Decentralised finance is notorious for being home to some pretty wacky ideas with dubious commercial viability.

Yet over the past year, developers have stumbled on one that not only works, but also happens to be quite profitable: letting users buy and sell virtual versions of trading cards.

Onchain marketplaces that allow users to speculate on the prices of Pokémon, One Piece, and sports cards have soared over the past year. They generated a combined $11 million in revenue last month, according to data from DefiLlama, generated on its new Pro dashboard.

That’s no small sum for an idea that was basically unproven just over a year ago.

The success comes as trading cards — particularly Pokémon — continue their popularity. Nostalgia, financial speculation, and a post-pandemic boom in collectibles have caused prices to soar in recent years.

Pokémon cards, as measured through the Card Ladder Index, have produced a roughly 4,000% cumulative return since 2004, vastly outperforming the S&P 500, an index of the top 500 US stocks, which is up 513% over the same period.

Pokémon card factories are operating at maximum capacity. Despite producing over 10 billion cards annually, they cannot keep up with demand, resulting in ongoing shortages.

Packs of cards from popular sets now routinely resell for more than their recommended retail price, fuelling speculation from investors.

Logistical issues

For avid collectors, buying and selling trading cards comes with a host of logistical problems.

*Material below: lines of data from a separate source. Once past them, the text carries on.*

PR #639, opened 2024-08-05
Inversion tests

dvdplm:
As a follow-up to #606, this PR extends the set of tests for modular inversion.


tarcieri:
It looks like the tests are breaking on 32-bit platforms because you're hardcoding the number of limbs

tarcieri:
@dvdplm can you remove the tests that overlap with proptests, or convert them to proptests where the existing proptests are lacking?

dvdplm:
Right, this has been lingering, my bad.

dvdplm:
@tarcieri I have converted the relevant parts of my tests to proptests. I have not used proptest before so feedback is welcome. The most annoying part is how it can't work with generics, leading to very verbose code here (had to copy paste the test for each uint size).
The basic idea is to test inversion over random edge cases, where I tweak the boundary bytes randomly (and also the midpoint for good measure).

tarcieri:
@dvdplm rebasing should fix the security audit

tarcieri (approved):
Thanks for bearing with us on this one!

Issue #312, opened 2023-11-26
Determine and document `BoxedUint` widening arithmetic semantics


tarcieri:
Arithmetic with `BoxedUint` needs to deal with values whose number of limbs don't match. This is true of `Uint` as well, but there everything is nicely type safe.

So far the internal `BoxedUint::chain` operation (which addition and subtraction are implemented in terms of) handles widening to the widest of the two inputs.

The `wrapping_*` and `checked_*` functions use the `self`/left-hand side argument as the overflow width.

The `mul_wide` operation widens to as many limbs as are in the sum of the number of limbs in the operands (though should perhaps be renamed to just `BoxedUint::mul` for consistency with `Uint::mul`, which is also a widening multiply.

This seems like a reasonable enough approach, but whatever one we take should be thoroughly documented, both as an overall policy and on the individual functions.

We should also ensure it's consistent with how `Uint` performs widening, where applicable.

tarcieri:
I should probably add some context that these semantics are necessarily different from your typical `num-bigint`-style arbitrary precision library.

Notably in cryptographic cases we want all of the values to be the same precision, or if not that, then known/fixed precisions at every point in the program. In the case of an algorithm like RSA, that would be the number of bits of precision in the RSA modulus. This means preserving leading zero limbs in such cases, so that we don't wind up with value-dependent timing variability with respect to the number of limbs.

xuganyu96:
Automatic widening when instantiating `BoxedMontyForm` should also be considered here. `BoxedMontyForm::new` currently panics if `integer` and `params` have different precision, but I think it makes sense to automatically widen the integer if it is less precise than the params. I am not sure if we should consider widening the params since it has more moving parts.

kayabaNerve:
Probably worth an issue, yet I observed overflows on `BoxedUint::mul` which is documented to inherently widen. I don't see an existing issue other than this one and wanted to clarify if that's considered a bug I should report.

tarcieri:
@kayabaNerve please open an issue, ideally with a repro of the problem

PR #642, opened 2024-08-06
Support `BoxedUint::gcd(_vartime)` where `self` and `rhs` have a different number of limbs

fjarri:
The PR currently has just a testcase illustrating the problem. 

So the question is, what should the behavior be? We can equalize the sizes of the arguments at the top level, but that would make `gcd()` not constant time wrt numbers of limbs. Then again, would users assume that it is?

### DIFF
--- a/src/modular/bernstein_yang/boxed.rs
+++ b/src/modular/bernstein_yang/boxed.rs
@@ -68,6 +68,11 @@ impl Inverter for BoxedBernsteinYangInverter {
 
 /// Returns the greatest common divisor (GCD) of the two given numbers.
 pub(crate) fn gcd(f: &BoxedUint, g: &BoxedUint) -> BoxedUint {
+    // TODO (#312): depending on the decision there, this may be relaxed.
+    if f.nlimbs() != g.nlimbs() {
+        panic!("Both arguments to `gcd()` must have the same number of limbs");
+    }
+
     let bits_precision = f.bits_precision();
     let inverse = inv_mod2_62(f.as_words());
     let f = BoxedUnsatInt::from(f);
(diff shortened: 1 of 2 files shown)


tarcieri:
It's part of the general implicit widening problem: #312. Implicit widening may make sense.

In many places we currently just panic rather than performing implicit widening, relying on the caller to widen appropriately.

tarcieri:
I can try to add implicit widening in a separate PR, unless you want to add it in this one. I think it's appropriate here.

fjarri:
That's fine, it can wait until the resolution on #312. It's just that the error caught me off-guard.

tarcieri:
`BoxedUnsatInt` needs to allocate anyway, so we can implicitly widen there while also converting to `u62`-ish limbs

fjarri:
We need to equalize the number of limbs earlier, when making sure the first argument is odd and conditionally swapping them.

tarcieri:
@fjarri I was suggesting finding the max of the two limb counts, similar to how it finds the max of two bits, then pass a limb count hint in when constructing `BoxedUnsatInt`.

That would be as opposed to calling `BoxedUint::widen` which would add another allocation.

fjarri:
But the difference in limb numbers will already lead to panic before that, [in `BoxedUint::gcd()`](https://github.com/RustCrypto/crypto-bigint/blob/master/src/uint/boxed/gcd.rs#L22)

tarcieri:
Aah! Yes, that is a problem, though there are several paths through Bernstein-Yang that avoid that.

I'm surprised there isn't a better length `assert!` for that function.

fjarri:
Actually, it won't even lead to panic if the first argument is longer, it'll just behave incorrectly.

tarcieri:
Will merge this to have a set of test cases for widening behavior, and then I'll take a look at actually implementing it. It shouldn't be too hard.

PR #643, opened 2024-08-07
Faster constant-time division

andrewwhitehead:
This replaces the `div_rem` method for Uint and BoxedUint with one based on the updated vartime division method.

Unlike the old method, this one panics if `NonZero(0)` is given as the divisor. The `sqrt` method relied on the old behavior and is updated.

The `Default` implementation of `NonZero` was also producing invalid `NonZero(0)` values, which affected the `NonZero::map` usage in `checked_div`. The trait implementation is updated to return `Self::ONE` as the default.

Some relevant benchmarks:

```
wrapping ops/div/rem, U256/U128, full size
                        time:   [312.41 ns 314.29 ns 317.18 ns]
                        change: [-81.412% -79.729% -78.416%] (p = 0.00 < 0.05)
                        Performance has improved.
wrapping ops/rem, U256/U128, full size
                        time:   [310.37 ns 312.08 ns 315.15 ns]
                        change: [-78.497% -78.170% -77.896%] (p = 0.00 < 0.05)
                        Performance has improved.
sqrt/sqrt, U256         time:   [3.1401 µs 3.1769 µs 3.2335 µs]
                        change: [-78.636% -78.245% -77.823%] (p = 0.00 < 0.05)
                        Performance has improved.
wrapping ops/boxed_div_rem
                        time:   [7.6462 µs 7.6800 µs 7.7228 µs]
                        change: [-99.614% -99.609% -99.605%] (p = 0.00 < 0.05)
                        Performance has improved.
wrapping ops/boxed_rem  time:   [7.6416 µs 7.7808 µs 7.9917 µs]
                        change: [-99.615% -99.608% -99.601%] (p = 0.00 < 0.05)
                        Performance has improved.
boxed_sqrt/boxed_sqrt, 4096
                        time:   [110.47 µs 111.58 µs 113.16 µs]
                        change: [-99.601% -99.593% -99.586%] (p = 0.00 < 0.05)
                        Performance has improved.
```

### DIFF
--- a/src/non_zero.rs
+++ b/src/non_zero.rs
@@ -21,7 +21,7 @@ use serdect::serde::{
 };
 
 /// Wrapper type for non-zero integers.
-#[derive(Clone, Copy, Debug, Default, Eq, Hash, PartialEq, PartialOrd, Ord)]
+#[derive(Clone, Copy, Debug, Eq, Hash, PartialEq, PartialOrd, Ord)]
 #[repr(transparent)]
 pub struct NonZero<T>(pub(crate) T);
 
@@ -207,6 +207,15 @@ where
 {
     fn ct_eq(&self, other: &Self) -> Choice {
         self.0.ct_eq(&other.0)
+    }
+}
+
+impl<T> Default for NonZero<T>
+where
+    T: Constants,
+{
+    fn default() -> Self {
+        Self(T::ONE)
     }
 }
 
--- a/src/uint/boxed/div.rs
+++ b/src/uint/boxed/div.rs
@@ -6,7 +6,7 @@ use crate::{
     RemLimb, Wrapping,
 };
 use core::ops::{Div, DivAssign, Rem, RemAssign};
-use subtle::{Choice, ConstantTimeLess, CtOption};
+use subtle::CtOption;
 
 impl BoxedUint {
     /// Computes `self / rhs` using a pre-made reciprocal,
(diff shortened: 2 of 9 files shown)


src/non_zero.rs
```diff
@@ -210,6 +210,15 @@ where
     }
 }
 
+impl<T> Default for NonZero<T>
```
fjarri, line 213: I'm not sure about this one. Seems a little counter-intuitive. Is it necessary?

src/uint/boxed/div.rs
```diff
@@ -118,41 +118,113 @@ impl BoxedUint {
...
+            return (quo, rem);
+        }
+
+        let dbits = rhs.bits();
+        assert!(dbits > 0, "zero divisor");
+        let dwords = (dbits + Limb::BITS - 1) / Limb::BITS;
+        let lshift = (Limb::BITS - (dbits % Limb::BITS)) % Limb::BITS;
+
+        // Shift entire divisor such that the high bit is set
+        let mut y = rhs.shl((size as u32) * Limb::BITS - dbits).to_limbs();
```
fjarri, line 156: Is the argument here not the same as `lshift`?

src/uint/div.rs
```diff
@@ -37,33 +38,96 @@ impl<const LIMBS: usize> Uint<LIMBS> {
...
+            return (quo, rem);
+        }
+
+        let dbits = rhs.0.bits();
+        assert!(dbits > 0, "zero divisor");
+        let dwords = (dbits + Limb::BITS - 1) / Limb::BITS;
+        let lshift = (Limb::BITS - (dbits % Limb::BITS)) % Limb::BITS;
+
+        // Shift entire divisor such that the high bit is set
+        let mut y = rhs.0.shl(Self::BITS - dbits).to_limbs();
```
fjarri, line 59: Same here, shouldn't it be just `lshift`?

src/non_zero.rs
andrewwhitehead: Deriving Default seems pretty broken to me, since it produces `NonZero(0)`. Having a Default implementation isn't strictly necessary but it does make `NonZero::new(_).map` possible, as used in `Uint::checked_div`.

src/uint/boxed/div.rs
andrewwhitehead: No, it may be shifting by multiple words.

src/non_zero.rs
tarcieri: I think it's OK, although I'd note there aren't corresponding `Default` impls on `core::num::NonZero*`

tarcieri (approved):

andrewwhitehead:
I saw one `dudect` failure after this was merged which had me concerned, but it seems to be passing since then? I might try to run it on an Intel machine today.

Like most markets for collectables, illiquidity makes it difficult to buy and sell at scale, and often involves additional costs such as auction and postage fees.

Those issues are exacerbated for those who want to invest larger amounts. It’s not uncommon for investors looking to play the trading card market to buy hundreds of the same card, or shipping pallets of unopened packs in the hope they will be worth more in the future.

So, it makes sense for investors who want to trade the red hot market to gravitate to DeFi platforms that offer exposure without having to hold onto the cards themselves.

Most platforms work similarly. Users send cards and boxes of sealed packs to the companies, who verify their authenticity, store them, and issue digital versions on blockchains like Solana and Polygon as non-fungible tokens, or NFTs.

It’s reminiscent of how gold exchange-traded funds made buying and selling the yellow metal cheaper and more accessible, albeit on a much smaller scale.

Many platforms also offer so-called gacha machines that mimic the experience of opening packs of cards. Users pay a set price and receive a random card in the machine, which could be of a higher value than the price paid, the platforms say.

Redemption delays

The question among both investors and those running onchain marketplaces is whether the trading card gravy train will continue.

Pokémon card prices have gone up a lot already. Charizard cards from the first ever set of Pokémon cards produced in 1999 can sell for up to $550,000 in perfect condition.

The same cards could be bought for between $1,500 and $2,000 around 10 years ago.

If prices start to fall, the NFTs that represent the cards could see steeper declines than the rest of the market.

Although platforms let users redeem their digital trading cards for real ones, there’s a delay in doing so — the cards have to be shipped to their owners, after all.

If investors rush to exit the market, they will likely be willing to sell the NFT cards for less than the current market rate to account for the delay.

Yet for now, the trading card mania shows little sign of slowing.